Saved data entries

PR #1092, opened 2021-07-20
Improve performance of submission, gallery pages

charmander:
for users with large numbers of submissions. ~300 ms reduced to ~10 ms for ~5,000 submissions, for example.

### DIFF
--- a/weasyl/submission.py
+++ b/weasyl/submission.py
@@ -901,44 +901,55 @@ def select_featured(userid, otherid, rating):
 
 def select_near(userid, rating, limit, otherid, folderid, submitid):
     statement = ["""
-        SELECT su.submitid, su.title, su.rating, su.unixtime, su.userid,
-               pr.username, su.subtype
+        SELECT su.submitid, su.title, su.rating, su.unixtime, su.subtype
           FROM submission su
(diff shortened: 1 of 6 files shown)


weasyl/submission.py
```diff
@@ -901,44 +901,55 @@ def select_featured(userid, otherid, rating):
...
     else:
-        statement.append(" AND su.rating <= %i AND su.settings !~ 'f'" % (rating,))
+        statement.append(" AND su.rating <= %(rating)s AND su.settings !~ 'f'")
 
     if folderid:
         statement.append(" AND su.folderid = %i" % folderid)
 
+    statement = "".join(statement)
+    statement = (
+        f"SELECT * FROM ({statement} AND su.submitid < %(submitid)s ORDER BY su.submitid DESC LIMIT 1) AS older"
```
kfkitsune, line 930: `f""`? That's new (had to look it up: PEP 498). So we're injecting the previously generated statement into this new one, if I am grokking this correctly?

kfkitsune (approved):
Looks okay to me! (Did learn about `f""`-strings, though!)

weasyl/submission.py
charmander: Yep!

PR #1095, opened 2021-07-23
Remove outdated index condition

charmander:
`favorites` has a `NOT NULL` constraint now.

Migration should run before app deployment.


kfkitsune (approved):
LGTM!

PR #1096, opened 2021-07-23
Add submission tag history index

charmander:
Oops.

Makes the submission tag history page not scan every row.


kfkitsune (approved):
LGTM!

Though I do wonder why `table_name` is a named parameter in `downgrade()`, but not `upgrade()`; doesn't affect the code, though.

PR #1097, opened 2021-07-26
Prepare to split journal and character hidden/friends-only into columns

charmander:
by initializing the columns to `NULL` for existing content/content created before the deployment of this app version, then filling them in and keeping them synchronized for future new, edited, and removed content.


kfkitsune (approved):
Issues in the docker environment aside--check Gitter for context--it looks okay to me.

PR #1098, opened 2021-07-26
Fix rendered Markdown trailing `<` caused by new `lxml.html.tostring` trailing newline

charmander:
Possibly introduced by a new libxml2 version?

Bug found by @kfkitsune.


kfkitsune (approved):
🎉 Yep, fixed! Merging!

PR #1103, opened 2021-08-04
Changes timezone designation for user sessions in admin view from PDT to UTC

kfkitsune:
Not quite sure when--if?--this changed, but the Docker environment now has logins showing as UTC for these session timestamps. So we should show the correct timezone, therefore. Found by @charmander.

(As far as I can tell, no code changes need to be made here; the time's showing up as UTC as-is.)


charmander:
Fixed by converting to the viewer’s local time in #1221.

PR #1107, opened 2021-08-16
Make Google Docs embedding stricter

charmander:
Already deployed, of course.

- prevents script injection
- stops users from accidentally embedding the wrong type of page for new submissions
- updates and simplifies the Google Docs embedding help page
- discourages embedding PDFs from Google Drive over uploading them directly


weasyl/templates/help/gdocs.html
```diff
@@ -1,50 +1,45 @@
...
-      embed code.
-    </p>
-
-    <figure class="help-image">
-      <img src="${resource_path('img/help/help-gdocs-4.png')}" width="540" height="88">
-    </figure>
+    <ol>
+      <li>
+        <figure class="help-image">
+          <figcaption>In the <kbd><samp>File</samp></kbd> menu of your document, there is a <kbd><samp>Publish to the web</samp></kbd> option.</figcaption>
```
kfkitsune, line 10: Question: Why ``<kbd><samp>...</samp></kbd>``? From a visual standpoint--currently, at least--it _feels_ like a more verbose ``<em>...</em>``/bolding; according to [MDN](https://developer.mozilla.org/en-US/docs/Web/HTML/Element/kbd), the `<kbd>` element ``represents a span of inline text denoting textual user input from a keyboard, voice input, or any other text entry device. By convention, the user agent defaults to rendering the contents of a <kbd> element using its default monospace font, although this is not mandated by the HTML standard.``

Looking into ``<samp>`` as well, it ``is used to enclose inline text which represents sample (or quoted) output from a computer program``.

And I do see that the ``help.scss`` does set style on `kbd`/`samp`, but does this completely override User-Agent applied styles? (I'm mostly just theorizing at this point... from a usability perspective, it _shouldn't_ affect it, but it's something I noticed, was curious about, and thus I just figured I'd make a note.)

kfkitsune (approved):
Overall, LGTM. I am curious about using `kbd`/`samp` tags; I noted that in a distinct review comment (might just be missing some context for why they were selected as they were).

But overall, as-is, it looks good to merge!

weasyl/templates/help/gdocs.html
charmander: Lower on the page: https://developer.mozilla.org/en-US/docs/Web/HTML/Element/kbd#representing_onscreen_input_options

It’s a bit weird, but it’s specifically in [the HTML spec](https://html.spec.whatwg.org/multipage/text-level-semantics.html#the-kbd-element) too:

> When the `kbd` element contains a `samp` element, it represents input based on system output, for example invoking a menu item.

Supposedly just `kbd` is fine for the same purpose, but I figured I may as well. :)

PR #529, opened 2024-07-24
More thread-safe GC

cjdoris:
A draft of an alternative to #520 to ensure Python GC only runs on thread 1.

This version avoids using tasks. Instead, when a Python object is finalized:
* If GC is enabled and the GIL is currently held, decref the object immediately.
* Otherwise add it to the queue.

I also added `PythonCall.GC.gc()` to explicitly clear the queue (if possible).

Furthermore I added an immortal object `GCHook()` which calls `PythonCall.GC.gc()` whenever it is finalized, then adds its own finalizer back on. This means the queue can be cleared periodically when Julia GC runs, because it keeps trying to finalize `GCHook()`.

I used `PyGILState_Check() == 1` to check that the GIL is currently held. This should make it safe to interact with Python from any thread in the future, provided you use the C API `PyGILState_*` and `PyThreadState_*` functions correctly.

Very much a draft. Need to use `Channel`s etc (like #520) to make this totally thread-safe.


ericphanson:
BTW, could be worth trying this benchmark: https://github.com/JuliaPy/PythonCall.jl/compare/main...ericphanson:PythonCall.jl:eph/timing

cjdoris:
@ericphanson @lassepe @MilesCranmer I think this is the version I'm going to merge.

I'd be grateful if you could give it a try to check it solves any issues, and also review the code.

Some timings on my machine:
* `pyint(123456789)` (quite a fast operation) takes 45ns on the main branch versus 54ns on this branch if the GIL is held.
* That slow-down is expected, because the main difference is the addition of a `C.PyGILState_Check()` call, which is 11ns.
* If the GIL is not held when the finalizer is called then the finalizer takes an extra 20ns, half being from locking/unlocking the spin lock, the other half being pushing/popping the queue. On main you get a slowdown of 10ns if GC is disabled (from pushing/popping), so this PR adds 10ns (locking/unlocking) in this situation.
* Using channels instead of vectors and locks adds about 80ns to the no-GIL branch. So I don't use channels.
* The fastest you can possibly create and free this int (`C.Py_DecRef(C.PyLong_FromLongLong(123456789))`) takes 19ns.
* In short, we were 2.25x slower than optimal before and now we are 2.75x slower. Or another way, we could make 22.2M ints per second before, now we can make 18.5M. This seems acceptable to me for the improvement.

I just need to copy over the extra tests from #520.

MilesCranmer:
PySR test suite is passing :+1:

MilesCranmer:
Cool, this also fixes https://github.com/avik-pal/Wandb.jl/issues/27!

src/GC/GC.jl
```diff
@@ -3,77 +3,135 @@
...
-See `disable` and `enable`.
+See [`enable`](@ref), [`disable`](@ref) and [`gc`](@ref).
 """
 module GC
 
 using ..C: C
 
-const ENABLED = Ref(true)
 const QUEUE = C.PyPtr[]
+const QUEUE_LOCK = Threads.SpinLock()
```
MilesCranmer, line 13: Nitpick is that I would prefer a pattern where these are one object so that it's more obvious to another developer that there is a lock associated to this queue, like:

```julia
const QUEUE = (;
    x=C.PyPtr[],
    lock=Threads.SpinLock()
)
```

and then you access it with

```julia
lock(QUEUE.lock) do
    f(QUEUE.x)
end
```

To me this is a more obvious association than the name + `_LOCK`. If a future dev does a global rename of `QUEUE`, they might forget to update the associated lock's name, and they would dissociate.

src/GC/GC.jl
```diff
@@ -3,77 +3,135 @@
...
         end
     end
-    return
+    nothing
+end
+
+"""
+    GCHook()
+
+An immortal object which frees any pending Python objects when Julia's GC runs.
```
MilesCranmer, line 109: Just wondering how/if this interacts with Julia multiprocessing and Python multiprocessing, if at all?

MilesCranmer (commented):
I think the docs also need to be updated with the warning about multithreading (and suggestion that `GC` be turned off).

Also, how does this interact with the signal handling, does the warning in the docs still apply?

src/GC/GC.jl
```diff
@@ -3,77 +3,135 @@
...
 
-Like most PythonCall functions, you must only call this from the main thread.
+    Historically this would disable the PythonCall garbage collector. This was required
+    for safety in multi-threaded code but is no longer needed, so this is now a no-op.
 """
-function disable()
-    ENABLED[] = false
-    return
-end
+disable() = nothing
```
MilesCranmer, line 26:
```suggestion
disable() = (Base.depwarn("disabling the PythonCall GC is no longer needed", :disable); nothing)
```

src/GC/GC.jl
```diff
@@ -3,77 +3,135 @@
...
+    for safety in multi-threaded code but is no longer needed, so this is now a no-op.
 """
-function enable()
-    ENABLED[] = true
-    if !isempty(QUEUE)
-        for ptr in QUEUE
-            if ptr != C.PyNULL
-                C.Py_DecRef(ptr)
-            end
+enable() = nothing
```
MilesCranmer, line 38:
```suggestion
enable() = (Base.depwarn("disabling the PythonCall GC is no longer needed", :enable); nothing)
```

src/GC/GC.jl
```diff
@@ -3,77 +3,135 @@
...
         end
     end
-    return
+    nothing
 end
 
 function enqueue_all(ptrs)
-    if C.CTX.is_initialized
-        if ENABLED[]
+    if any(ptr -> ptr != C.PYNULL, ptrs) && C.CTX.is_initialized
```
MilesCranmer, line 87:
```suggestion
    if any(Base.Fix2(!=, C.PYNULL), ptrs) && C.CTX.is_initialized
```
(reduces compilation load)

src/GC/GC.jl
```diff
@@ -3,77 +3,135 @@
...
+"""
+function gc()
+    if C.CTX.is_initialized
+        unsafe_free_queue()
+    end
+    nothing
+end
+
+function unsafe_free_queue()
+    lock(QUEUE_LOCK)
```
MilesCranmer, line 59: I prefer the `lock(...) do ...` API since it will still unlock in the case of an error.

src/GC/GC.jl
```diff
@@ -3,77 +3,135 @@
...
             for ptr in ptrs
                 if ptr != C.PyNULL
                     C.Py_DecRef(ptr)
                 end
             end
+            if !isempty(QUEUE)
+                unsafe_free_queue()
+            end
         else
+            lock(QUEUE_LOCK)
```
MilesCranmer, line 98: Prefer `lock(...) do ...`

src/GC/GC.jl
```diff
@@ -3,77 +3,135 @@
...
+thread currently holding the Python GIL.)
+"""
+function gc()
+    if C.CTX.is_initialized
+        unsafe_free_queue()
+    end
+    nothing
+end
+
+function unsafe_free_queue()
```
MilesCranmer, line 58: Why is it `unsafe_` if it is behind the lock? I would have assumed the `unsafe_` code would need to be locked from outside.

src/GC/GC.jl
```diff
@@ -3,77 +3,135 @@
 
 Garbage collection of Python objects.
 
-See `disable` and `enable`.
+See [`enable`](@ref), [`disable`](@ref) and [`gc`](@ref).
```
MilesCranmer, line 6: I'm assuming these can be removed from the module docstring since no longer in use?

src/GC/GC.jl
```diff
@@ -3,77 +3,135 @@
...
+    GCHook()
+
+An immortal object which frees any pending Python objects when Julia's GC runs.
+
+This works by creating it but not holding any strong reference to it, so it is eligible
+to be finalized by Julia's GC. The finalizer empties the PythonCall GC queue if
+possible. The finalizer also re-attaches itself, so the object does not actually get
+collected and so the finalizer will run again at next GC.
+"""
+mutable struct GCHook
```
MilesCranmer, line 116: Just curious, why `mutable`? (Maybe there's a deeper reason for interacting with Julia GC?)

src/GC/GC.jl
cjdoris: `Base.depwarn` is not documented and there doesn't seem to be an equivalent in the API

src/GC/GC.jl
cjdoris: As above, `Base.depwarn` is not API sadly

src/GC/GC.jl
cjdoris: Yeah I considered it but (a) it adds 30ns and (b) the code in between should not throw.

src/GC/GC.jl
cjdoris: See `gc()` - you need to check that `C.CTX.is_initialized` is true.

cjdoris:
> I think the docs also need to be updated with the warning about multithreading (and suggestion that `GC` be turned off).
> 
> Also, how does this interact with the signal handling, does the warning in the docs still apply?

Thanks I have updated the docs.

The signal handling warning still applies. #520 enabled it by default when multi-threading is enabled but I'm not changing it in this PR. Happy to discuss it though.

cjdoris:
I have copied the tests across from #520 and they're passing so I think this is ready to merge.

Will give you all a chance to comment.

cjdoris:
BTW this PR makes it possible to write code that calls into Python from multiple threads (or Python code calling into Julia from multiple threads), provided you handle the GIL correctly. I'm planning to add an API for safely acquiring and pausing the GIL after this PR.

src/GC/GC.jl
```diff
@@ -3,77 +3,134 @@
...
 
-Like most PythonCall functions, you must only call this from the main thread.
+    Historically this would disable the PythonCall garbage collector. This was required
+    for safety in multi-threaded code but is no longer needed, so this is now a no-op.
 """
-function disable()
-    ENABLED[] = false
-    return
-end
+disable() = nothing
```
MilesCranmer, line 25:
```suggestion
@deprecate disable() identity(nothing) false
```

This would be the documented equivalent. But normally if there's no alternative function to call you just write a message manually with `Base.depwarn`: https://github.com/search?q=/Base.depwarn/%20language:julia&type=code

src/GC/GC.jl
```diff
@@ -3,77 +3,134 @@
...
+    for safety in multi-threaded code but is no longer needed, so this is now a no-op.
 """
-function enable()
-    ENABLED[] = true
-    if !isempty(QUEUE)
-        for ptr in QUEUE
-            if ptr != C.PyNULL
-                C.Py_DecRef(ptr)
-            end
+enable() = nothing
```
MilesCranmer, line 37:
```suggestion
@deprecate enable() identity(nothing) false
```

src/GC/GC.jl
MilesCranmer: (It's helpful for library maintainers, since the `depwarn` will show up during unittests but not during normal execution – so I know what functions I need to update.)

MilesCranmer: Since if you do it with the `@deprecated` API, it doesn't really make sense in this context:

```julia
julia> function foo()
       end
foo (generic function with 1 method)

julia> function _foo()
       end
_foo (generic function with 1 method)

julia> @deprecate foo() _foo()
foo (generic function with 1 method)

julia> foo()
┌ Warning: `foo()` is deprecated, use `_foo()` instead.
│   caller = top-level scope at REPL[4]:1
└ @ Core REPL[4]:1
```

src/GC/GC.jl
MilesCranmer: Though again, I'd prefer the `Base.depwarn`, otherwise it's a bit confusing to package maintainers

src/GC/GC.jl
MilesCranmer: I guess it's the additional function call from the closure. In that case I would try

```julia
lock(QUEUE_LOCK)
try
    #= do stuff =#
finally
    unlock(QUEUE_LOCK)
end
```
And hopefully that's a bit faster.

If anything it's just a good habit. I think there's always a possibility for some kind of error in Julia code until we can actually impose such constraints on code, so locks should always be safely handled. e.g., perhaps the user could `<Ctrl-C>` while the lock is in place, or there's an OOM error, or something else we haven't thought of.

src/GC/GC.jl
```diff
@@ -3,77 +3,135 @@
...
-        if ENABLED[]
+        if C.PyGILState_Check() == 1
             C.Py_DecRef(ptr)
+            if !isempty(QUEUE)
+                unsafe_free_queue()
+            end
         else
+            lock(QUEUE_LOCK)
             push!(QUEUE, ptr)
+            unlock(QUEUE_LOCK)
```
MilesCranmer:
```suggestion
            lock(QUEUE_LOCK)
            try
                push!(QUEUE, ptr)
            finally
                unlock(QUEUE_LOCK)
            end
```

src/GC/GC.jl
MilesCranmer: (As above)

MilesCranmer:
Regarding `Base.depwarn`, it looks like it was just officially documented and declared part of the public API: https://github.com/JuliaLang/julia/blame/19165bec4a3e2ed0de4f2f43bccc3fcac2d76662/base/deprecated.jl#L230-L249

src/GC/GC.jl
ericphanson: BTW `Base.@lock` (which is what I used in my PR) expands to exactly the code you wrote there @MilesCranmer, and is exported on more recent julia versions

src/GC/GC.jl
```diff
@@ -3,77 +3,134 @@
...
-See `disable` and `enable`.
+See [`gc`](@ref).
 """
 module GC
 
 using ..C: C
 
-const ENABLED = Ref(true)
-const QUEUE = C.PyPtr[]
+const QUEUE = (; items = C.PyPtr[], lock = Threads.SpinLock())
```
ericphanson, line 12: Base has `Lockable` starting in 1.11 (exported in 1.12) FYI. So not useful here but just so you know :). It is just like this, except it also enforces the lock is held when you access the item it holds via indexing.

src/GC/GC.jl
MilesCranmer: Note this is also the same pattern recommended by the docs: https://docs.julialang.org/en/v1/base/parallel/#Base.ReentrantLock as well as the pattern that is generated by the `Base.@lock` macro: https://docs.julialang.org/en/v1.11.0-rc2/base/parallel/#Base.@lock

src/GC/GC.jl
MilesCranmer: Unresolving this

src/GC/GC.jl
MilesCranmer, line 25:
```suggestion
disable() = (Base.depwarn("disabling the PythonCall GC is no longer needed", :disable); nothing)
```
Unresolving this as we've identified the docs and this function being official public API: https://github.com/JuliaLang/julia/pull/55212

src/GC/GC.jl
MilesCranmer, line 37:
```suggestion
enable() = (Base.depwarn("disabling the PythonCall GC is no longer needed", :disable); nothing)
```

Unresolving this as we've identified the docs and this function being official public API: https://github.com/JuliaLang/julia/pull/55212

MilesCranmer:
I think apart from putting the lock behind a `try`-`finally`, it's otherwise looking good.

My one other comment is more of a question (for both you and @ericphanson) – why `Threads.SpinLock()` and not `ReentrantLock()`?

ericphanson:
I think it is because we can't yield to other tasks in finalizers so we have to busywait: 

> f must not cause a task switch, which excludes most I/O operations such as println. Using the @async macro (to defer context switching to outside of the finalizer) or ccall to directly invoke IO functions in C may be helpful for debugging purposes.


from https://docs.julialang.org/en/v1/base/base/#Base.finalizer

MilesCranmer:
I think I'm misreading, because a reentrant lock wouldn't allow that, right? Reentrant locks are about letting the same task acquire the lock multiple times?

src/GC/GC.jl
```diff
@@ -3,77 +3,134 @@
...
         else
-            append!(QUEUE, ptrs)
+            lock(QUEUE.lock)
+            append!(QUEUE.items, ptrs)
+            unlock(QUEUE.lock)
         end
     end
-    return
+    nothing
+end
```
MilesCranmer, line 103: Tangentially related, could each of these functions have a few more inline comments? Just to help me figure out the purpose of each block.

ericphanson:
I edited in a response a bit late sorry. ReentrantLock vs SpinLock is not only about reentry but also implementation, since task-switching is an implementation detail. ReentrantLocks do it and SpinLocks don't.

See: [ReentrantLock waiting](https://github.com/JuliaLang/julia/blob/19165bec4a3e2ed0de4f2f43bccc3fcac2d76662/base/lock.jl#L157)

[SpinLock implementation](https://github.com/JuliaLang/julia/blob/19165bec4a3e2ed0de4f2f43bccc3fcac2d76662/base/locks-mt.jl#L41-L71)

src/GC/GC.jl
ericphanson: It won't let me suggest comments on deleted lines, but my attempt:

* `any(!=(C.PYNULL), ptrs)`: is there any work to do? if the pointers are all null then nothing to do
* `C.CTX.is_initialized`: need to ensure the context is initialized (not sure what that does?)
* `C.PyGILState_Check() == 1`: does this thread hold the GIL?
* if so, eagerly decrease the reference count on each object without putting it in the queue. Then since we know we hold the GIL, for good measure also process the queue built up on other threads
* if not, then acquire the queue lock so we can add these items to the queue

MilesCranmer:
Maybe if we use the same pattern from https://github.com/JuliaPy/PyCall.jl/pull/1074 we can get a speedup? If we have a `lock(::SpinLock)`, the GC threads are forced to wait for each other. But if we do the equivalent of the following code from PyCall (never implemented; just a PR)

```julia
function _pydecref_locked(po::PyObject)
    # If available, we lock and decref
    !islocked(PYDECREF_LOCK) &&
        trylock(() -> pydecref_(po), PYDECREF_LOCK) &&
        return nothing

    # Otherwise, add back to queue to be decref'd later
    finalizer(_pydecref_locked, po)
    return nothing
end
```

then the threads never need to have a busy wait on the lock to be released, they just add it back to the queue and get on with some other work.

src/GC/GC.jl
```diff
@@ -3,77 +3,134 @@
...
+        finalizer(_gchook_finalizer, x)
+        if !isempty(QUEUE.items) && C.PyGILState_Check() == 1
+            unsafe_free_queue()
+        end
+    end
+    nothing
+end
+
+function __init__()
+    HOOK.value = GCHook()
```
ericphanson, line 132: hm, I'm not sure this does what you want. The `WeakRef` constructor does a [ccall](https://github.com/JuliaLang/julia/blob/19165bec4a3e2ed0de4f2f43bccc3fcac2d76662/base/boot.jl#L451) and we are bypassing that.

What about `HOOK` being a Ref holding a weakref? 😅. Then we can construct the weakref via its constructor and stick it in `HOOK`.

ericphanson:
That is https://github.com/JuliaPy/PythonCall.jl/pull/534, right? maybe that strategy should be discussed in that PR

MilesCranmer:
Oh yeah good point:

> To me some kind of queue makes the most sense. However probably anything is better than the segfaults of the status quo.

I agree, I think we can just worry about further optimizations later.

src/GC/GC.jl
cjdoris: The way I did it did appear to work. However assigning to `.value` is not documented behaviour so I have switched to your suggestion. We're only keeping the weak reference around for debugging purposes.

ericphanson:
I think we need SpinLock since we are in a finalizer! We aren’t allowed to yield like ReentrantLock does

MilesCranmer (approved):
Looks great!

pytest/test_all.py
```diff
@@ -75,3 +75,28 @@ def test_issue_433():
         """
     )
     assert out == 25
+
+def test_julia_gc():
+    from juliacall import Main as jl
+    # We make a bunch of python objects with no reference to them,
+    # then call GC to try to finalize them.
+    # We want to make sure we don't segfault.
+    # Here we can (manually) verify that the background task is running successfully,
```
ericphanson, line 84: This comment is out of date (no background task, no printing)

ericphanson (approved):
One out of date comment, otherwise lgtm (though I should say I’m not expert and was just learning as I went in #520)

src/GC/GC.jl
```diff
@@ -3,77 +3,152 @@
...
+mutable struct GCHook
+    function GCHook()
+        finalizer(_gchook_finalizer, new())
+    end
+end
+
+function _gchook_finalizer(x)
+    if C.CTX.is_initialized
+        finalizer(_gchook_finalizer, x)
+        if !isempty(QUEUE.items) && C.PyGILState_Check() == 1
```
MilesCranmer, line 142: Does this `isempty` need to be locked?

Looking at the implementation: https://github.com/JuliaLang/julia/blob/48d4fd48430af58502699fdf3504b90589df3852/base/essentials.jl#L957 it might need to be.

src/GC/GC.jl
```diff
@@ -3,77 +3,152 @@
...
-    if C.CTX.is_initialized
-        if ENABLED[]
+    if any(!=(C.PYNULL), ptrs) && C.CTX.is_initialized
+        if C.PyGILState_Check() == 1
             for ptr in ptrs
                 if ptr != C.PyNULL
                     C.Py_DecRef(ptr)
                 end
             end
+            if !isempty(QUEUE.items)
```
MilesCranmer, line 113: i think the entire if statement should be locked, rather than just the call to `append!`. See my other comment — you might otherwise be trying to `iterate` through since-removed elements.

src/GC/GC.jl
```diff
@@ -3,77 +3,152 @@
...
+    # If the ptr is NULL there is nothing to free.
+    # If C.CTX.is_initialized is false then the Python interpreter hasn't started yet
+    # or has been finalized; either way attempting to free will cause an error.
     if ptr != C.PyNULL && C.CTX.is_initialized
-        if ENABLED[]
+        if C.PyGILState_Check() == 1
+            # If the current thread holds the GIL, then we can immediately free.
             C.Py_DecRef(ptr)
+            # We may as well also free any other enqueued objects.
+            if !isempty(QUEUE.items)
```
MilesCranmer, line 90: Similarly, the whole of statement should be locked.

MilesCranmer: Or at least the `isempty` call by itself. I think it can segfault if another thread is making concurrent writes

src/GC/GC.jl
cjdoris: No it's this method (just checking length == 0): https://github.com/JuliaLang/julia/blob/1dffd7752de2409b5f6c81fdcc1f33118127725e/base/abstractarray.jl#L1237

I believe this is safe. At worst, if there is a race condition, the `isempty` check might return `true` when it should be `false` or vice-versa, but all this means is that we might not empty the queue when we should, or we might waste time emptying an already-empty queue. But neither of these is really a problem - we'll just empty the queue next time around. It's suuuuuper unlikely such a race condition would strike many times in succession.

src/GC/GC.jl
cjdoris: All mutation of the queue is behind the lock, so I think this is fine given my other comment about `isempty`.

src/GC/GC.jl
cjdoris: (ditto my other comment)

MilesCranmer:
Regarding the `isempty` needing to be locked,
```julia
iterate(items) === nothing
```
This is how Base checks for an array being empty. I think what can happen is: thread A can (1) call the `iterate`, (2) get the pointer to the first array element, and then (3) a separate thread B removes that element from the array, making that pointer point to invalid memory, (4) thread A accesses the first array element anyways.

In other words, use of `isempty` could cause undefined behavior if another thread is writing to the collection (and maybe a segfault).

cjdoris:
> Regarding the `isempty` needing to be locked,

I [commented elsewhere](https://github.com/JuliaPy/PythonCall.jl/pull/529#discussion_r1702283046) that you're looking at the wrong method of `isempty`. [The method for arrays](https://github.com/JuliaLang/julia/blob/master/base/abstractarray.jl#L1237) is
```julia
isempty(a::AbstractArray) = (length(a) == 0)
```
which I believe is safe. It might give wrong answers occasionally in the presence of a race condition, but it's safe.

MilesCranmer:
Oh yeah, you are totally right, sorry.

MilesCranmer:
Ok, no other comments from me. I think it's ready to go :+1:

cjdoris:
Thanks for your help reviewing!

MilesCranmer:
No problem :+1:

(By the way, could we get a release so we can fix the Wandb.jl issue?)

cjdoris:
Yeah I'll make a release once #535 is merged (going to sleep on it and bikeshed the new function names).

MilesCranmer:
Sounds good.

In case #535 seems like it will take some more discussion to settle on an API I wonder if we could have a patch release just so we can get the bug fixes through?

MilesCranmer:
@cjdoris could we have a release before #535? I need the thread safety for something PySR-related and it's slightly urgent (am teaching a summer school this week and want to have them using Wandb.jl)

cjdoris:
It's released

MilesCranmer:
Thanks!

What you are asked to do.
Could you return exactly the lines above from the line with "I'd be grateful" to the line with "GIL is held.", both included, and nothing else?

Result.
I'd be grateful if you could give it a try to check it solves any issues, and also review the code.

Some timings on my machine:
* `pyint(123456789)` (quite a fast operation) takes 45ns on the main branch versus 54ns on this branch if the GIL is held.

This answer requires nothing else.